* [What you will do]:
Lines below that hold the word "output" must be copied in full.

+++ Information

PR #7150, opened 2023-11-09
Provide more insightful test_realworld_upgraded_default_gem(TestGemRequire) error output

voxik:
Original output:

~~~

++++++

* [Solution for this task]:
Provide more insightful test_realworld_upgraded_default_gem(TestGemRequire) error output
Original output:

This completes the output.